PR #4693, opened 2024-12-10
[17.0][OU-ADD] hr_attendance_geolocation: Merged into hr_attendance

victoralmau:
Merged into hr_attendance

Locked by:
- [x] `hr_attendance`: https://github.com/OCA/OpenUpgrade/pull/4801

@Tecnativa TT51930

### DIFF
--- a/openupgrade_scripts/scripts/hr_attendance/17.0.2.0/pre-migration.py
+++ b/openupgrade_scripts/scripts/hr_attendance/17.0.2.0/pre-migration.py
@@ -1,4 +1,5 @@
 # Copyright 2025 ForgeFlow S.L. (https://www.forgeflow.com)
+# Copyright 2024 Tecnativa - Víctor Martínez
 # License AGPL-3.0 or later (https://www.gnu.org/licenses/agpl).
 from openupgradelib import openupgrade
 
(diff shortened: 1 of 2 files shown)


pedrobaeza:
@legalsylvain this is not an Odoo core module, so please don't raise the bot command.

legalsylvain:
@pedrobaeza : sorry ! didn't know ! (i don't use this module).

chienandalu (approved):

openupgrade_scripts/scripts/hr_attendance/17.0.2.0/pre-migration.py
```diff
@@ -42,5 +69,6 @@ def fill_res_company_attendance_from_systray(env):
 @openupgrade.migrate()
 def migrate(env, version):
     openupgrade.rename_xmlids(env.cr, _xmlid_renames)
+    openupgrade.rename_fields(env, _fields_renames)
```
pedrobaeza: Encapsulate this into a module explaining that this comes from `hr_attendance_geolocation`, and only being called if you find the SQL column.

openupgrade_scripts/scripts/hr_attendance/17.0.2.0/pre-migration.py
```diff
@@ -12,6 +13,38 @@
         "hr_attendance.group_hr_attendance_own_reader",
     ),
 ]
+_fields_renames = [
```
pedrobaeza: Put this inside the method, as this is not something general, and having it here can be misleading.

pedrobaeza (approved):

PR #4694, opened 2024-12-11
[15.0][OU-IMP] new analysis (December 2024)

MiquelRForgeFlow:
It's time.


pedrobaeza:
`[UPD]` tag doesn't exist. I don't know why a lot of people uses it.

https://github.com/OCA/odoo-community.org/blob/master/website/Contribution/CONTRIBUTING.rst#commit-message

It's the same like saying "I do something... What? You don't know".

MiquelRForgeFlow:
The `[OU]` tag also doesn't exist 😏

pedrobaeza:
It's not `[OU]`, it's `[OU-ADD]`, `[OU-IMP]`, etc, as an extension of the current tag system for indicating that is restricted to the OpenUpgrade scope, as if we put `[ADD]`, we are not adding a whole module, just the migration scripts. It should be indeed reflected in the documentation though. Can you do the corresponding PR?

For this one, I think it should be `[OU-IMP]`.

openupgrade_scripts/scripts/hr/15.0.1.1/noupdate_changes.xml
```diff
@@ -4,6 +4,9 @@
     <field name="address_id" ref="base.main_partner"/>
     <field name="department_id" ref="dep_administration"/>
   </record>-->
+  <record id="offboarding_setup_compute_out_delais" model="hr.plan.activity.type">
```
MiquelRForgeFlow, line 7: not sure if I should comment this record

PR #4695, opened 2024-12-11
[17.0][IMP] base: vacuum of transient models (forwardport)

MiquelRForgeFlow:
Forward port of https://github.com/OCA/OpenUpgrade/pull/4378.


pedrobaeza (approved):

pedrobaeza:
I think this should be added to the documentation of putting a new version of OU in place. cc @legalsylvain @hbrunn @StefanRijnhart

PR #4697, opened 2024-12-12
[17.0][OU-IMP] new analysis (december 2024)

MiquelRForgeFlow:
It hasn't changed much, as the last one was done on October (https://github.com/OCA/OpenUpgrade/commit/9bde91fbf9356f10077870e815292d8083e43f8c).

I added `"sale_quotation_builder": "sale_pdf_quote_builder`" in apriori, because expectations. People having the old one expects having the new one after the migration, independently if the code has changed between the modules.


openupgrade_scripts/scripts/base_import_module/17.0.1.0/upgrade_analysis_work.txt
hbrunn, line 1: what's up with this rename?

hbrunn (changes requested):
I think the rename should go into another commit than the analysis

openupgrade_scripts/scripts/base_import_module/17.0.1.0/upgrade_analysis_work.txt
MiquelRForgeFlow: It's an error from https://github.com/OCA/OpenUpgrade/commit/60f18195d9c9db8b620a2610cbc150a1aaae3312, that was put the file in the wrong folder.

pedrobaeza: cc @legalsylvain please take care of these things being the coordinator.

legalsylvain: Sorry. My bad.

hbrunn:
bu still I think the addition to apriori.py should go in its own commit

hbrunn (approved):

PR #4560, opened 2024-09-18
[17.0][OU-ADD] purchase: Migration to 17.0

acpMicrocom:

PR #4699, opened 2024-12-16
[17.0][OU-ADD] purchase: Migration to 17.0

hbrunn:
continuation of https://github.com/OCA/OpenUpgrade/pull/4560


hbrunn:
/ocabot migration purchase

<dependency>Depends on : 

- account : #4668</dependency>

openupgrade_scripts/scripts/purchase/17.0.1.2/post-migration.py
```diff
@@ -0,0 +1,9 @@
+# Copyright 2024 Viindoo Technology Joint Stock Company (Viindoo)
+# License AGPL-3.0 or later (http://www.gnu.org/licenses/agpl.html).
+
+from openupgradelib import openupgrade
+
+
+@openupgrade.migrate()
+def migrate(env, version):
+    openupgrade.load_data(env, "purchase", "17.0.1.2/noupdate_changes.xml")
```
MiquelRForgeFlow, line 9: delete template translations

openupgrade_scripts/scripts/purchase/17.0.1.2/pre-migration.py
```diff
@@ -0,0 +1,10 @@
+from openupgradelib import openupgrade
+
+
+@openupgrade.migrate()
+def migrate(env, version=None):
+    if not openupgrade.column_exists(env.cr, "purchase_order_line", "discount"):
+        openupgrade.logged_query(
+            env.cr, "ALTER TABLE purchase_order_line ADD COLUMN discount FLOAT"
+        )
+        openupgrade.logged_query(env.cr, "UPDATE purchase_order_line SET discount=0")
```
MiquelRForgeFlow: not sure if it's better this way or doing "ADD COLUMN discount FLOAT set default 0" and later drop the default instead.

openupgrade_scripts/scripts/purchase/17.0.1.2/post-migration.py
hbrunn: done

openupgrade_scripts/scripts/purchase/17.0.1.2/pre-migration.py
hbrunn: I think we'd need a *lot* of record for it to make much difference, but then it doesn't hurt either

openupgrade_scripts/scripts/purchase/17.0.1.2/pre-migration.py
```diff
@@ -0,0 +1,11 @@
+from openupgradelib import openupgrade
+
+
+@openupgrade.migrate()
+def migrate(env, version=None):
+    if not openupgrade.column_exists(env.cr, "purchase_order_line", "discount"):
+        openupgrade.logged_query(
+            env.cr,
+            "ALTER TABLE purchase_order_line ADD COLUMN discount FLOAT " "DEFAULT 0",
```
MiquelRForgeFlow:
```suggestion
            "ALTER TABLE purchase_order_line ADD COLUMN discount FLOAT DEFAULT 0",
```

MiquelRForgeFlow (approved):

AIM OF THE EXERCISE
All of the entries above need to be reproduced verbatim.

REPLY
PR #4693, opened 2024-12-10
[17.0][OU-ADD] hr_attendance_geolocation: Merged into hr_attendance

victoralmau:
Merged into hr_attendance

Locked by:
- [x] `hr_attendance`: https://github.com/OCA/OpenUpgrade/pull/4801

@Tecnativa TT51930

### DIFF
--- a/openupgrade_scripts/scripts/hr_attendance/17.0.2.0/pre-migration.py
+++ b/openupgrade_scripts/scripts/hr_attendance/17.0.2.0/pre-migration.py
@@ -1,4 +1,5 @@
 # Copyright 2025 ForgeFlow S.L. (https://www.forgeflow.com)
+# Copyright 2024 Tecnativa - Víctor Martínez
 # License AGPL-3.0 or later (https://www.gnu.org/licenses/agpl).
 from openupgradelib import openupgrade
 
(diff shortened: 1 of 2 files shown)


pedrobaeza:
@legalsylvain this is not an Odoo core module, so please don't raise the bot command.

legalsylvain:
@pedrobaeza : sorry ! didn't know ! (i don't use this module).

chienandalu (approved):

openupgrade_scripts/scripts/hr_attendance/17.0.2.0/pre-migration.py
```diff
@@ -42,5 +69,6 @@ def fill_res_company_attendance_from_systray(env):
 @openupgrade.migrate()
 def migrate(env, version):
     openupgrade.rename_xmlids(env.cr, _xmlid_renames)
+    openupgrade.rename_fields(env, _fields_renames)
```
pedrobaeza: Encapsulate this into a module explaining that this comes from `hr_attendance_geolocation`, and only being called if you find the SQL column.

openupgrade_scripts/scripts/hr_attendance/17.0.2.0/pre-migration.py
```diff
@@ -12,6 +13,38 @@
         "hr_attendance.group_hr_attendance_own_reader",
     ),
 ]
+_fields_renames = [
```
pedrobaeza: Put this inside the method, as this is not something general, and having it here can be misleading.

pedrobaeza (approved):

PR #4694, opened 2024-12-11
[15.0][OU-IMP] new analysis (December 2024)

MiquelRForgeFlow:
It's time.


pedrobaeza:
`[UPD]` tag doesn't exist. I don't know why a lot of people uses it.

https://github.com/OCA/odoo-community.org/blob/master/website/Contribution/CONTRIBUTING.rst#commit-message

It's the same like saying "I do something... What? You don't know".

MiquelRForgeFlow:
The `[OU]` tag also doesn't exist 😏

pedrobaeza:
It's not `[OU]`, it's `[OU-ADD]`, `[OU-IMP]`, etc, as an extension of the current tag system for indicating that is restricted to the OpenUpgrade scope, as if we put `[ADD]`, we are not adding a whole module, just the migration scripts. It should be indeed reflected in the documentation though. Can you do the corresponding PR?

For this one, I think it should be `[OU-IMP]`.

openupgrade_scripts/scripts/hr/15.0.1.1/noupdate_changes.xml
```diff
@@ -4,6 +4,9 @@
     <field name="address_id" ref="base.main_partner"/>
     <field name="department_id" ref="dep_administration"/>
   </record>-->
+  <record id="offboarding_setup_compute_out_delais" model="hr.plan.activity.type">
```
MiquelRForgeFlow, line 7: not sure if I should comment this record

PR #4695, opened 2024-12-11
[17.0][IMP] base: vacuum of transient models (forwardport)

MiquelRForgeFlow:
Forward port of https://github.com/OCA/OpenUpgrade/pull/4378.


pedrobaeza (approved):

pedrobaeza:
I think this should be added to the documentation of putting a new version of OU in place. cc @legalsylvain @hbrunn @StefanRijnhart

PR #4697, opened 2024-12-12
[17.0][OU-IMP] new analysis (december 2024)

MiquelRForgeFlow:
It hasn't changed much, as the last one was done on October (https://github.com/OCA/OpenUpgrade/commit/9bde91fbf9356f10077870e815292d8083e43f8c).

I added `"sale_quotation_builder": "sale_pdf_quote_builder`" in apriori, because expectations. People having the old one expects having the new one after the migration, independently if the code has changed between the modules.


openupgrade_scripts/scripts/base_import_module/17.0.1.0/upgrade_analysis_work.txt
hbrunn, line 1: what's up with this rename?

hbrunn (changes requested):
I think the rename should go into another commit than the analysis

openupgrade_scripts/scripts/base_import_module/17.0.1.0/upgrade_analysis_work.txt
MiquelRForgeFlow: It's an error from https://github.com/OCA/OpenUpgrade/commit/60f18195d9c9db8b620a2610cbc150a1aaae3312, that was put the file in the wrong folder.

pedrobaeza: cc @legalsylvain please take care of these things being the coordinator.

legalsylvain: Sorry. My bad.

hbrunn:
bu still I think the addition to apriori.py should go in its own commit

hbrunn (approved):

PR #4560, opened 2024-09-18
[17.0][OU-ADD] purchase: Migration to 17.0

acpMicrocom:

PR #4699, opened 2024-12-16
[17.0][OU-ADD] purchase: Migration to 17.0

hbrunn:
continuation of https://github.com/OCA/OpenUpgrade/pull/4560


hbrunn:
/ocabot migration purchase

<dependency>Depends on : 

- account : #4668</dependency>

openupgrade_scripts/scripts/purchase/17.0.1.2/post-migration.py
```diff
@@ -0,0 +1,9 @@
+# Copyright 2024 Viindoo Technology Joint Stock Company (Viindoo)
+# License AGPL-3.0 or later (http://www.gnu.org/licenses/agpl.html).
+
+from openupgradelib import openupgrade
+
+
+@openupgrade.migrate()
+def migrate(env, version):
+    openupgrade.load_data(env, "purchase", "17.0.1.2/noupdate_changes.xml")
```
MiquelRForgeFlow, line 9: delete template translations

openupgrade_scripts/scripts/purchase/17.0.1.2/pre-migration.py
```diff
@@ -0,0 +1,10 @@
+from openupgradelib import openupgrade
+
+
+@openupgrade.migrate()
+def migrate(env, version=None):
+    if not openupgrade.column_exists(env.cr, "purchase_order_line", "discount"):
+        openupgrade.logged_query(
+            env.cr, "ALTER TABLE purchase_order_line ADD COLUMN discount FLOAT"
+        )
+        openupgrade.logged_query(env.cr, "UPDATE purchase_order_line SET discount=0")
```
MiquelRForgeFlow: not sure if it's better this way or doing "ADD COLUMN discount FLOAT set default 0" and later drop the default instead.

openupgrade_scripts/scripts/purchase/17.0.1.2/post-migration.py
hbrunn: done

openupgrade_scripts/scripts/purchase/17.0.1.2/pre-migration.py
hbrunn: I think we'd need a *lot* of record for it to make much difference, but then it doesn't hurt either

openupgrade_scripts/scripts/purchase/17.0.1.2/pre-migration.py
```diff
@@ -0,0 +1,11 @@
+from openupgradelib import openupgrade
+
+
+@openupgrade.migrate()
+def migrate(env, version=None):
+    if not openupgrade.column_exists(env.cr, "purchase_order_line", "discount"):
+        openupgrade.logged_query(
+            env.cr,
+            "ALTER TABLE purchase_order_line ADD COLUMN discount FLOAT " "DEFAULT 0",
```
MiquelRForgeFlow:
```suggestion
            "ALTER TABLE purchase_order_line ADD COLUMN discount FLOAT DEFAULT 0",
```

MiquelRForgeFlow (approved):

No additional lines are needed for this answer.